Work to complete: Copy each line of the following material that has the string "arguments".

Source records:
########################################

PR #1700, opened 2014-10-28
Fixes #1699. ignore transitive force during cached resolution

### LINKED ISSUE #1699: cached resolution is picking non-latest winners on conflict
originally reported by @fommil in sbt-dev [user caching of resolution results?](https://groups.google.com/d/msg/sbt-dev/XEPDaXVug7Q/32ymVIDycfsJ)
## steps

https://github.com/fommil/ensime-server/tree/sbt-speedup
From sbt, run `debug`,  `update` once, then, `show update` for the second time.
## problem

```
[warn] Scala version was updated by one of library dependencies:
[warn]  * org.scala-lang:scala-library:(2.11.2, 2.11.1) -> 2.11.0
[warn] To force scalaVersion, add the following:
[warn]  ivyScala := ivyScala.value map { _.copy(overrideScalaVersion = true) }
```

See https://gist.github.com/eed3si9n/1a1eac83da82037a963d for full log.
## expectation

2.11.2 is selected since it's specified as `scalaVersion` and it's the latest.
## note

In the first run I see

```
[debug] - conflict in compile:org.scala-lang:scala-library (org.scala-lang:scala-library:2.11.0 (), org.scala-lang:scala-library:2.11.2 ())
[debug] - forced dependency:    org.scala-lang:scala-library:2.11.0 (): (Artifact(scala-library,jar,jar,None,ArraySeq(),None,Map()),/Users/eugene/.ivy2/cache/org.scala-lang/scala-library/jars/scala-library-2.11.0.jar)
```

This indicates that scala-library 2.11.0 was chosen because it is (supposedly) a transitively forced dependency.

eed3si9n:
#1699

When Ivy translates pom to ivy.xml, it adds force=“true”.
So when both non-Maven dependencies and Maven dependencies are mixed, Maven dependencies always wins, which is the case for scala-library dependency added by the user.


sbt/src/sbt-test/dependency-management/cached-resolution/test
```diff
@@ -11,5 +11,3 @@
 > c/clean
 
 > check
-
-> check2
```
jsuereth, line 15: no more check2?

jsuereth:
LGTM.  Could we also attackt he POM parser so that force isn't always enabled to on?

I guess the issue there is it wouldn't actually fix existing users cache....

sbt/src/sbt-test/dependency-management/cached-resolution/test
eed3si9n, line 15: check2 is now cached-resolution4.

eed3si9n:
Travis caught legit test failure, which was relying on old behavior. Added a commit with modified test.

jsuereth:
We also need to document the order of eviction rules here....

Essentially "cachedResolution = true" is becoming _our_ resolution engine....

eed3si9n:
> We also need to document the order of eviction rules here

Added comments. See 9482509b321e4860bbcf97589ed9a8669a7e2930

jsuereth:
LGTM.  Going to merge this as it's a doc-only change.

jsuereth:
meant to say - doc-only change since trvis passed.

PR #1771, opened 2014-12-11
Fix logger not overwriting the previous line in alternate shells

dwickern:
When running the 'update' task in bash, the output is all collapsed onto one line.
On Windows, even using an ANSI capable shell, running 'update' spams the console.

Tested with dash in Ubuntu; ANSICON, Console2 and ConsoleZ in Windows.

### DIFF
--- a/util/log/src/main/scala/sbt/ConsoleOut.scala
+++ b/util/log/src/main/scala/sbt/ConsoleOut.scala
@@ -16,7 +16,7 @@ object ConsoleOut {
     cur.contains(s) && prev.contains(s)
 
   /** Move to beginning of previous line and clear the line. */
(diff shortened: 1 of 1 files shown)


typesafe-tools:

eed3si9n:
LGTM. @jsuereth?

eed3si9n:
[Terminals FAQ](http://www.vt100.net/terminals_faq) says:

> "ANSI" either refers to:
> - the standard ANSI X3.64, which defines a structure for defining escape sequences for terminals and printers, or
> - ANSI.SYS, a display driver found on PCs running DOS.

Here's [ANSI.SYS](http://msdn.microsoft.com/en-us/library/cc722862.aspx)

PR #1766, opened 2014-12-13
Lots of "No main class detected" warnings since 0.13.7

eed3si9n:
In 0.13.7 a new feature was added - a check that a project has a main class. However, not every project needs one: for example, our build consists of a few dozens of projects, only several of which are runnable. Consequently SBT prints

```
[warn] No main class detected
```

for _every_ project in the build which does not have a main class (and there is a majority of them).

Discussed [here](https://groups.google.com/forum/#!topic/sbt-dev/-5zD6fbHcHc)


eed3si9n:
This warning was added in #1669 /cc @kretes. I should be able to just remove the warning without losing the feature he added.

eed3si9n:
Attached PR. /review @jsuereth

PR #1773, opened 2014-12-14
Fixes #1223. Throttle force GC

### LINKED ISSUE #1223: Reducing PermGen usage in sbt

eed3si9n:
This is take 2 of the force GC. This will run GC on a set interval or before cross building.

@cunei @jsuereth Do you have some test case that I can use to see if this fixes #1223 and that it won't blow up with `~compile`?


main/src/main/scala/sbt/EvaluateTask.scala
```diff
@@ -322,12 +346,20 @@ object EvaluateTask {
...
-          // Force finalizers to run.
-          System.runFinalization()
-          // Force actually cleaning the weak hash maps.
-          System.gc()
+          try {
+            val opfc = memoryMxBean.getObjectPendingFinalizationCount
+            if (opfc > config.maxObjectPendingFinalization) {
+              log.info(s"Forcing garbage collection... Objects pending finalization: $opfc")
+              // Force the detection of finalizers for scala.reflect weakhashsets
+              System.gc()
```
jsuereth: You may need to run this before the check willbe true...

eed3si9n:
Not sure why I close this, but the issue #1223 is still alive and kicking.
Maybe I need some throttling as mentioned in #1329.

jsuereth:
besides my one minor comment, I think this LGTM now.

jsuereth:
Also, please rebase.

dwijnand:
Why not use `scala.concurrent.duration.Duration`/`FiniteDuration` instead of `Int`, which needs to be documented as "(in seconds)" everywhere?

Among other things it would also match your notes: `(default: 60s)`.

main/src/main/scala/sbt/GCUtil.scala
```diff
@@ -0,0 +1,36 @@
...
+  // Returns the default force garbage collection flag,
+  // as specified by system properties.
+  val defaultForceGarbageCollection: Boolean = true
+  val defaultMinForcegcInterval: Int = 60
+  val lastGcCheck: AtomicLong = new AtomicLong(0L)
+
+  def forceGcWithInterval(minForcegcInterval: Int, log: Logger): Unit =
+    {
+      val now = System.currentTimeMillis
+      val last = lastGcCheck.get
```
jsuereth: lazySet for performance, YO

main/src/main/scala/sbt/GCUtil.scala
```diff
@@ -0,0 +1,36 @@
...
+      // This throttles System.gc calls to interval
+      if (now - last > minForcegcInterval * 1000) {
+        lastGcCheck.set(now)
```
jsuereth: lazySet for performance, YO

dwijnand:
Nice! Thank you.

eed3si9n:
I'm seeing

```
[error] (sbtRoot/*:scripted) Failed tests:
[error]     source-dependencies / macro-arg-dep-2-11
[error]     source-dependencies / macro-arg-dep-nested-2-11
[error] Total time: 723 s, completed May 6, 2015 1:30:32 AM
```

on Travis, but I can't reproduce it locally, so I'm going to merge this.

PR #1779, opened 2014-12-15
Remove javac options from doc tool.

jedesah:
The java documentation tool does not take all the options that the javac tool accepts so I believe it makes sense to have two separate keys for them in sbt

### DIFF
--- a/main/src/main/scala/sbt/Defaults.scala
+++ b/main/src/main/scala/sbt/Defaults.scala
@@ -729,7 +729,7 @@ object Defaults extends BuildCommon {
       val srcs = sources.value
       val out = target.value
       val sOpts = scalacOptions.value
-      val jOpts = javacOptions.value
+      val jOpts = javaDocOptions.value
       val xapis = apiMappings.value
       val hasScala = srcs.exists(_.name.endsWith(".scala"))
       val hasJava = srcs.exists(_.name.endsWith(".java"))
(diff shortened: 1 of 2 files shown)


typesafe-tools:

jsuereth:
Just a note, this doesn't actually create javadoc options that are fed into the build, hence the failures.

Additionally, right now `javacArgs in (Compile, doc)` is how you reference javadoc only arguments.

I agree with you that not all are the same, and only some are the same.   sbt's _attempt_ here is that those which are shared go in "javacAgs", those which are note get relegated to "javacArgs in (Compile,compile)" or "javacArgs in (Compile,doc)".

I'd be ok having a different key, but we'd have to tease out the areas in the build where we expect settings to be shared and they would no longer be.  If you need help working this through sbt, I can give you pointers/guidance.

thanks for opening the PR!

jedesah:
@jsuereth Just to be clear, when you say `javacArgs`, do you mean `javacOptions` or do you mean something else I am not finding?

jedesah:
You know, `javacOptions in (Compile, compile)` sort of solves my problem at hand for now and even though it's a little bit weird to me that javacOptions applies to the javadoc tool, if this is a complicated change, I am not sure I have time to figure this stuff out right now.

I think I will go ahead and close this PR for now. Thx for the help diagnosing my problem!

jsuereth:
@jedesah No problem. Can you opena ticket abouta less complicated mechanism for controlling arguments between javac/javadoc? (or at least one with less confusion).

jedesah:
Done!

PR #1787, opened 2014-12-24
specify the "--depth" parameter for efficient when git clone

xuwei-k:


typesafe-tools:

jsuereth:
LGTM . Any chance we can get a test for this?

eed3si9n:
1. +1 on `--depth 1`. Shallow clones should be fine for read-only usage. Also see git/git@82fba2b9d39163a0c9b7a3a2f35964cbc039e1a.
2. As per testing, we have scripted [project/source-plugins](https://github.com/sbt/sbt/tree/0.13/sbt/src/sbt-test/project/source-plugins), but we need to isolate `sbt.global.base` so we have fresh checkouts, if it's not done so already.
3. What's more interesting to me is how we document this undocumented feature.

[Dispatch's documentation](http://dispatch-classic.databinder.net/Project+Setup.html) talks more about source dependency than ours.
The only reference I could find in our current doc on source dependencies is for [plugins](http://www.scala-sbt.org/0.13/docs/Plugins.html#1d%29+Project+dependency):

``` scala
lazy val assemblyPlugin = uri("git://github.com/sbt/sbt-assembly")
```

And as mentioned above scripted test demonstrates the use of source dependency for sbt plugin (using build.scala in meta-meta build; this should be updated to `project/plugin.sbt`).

########################################

Worked solution:
Additionally, right now `javacArgs in (Compile, doc)` is how you reference javadoc only arguments.
@jedesah No problem. Can you opena ticket abouta less complicated mechanism for controlling arguments between javac/javadoc? (or at least one with less confusion).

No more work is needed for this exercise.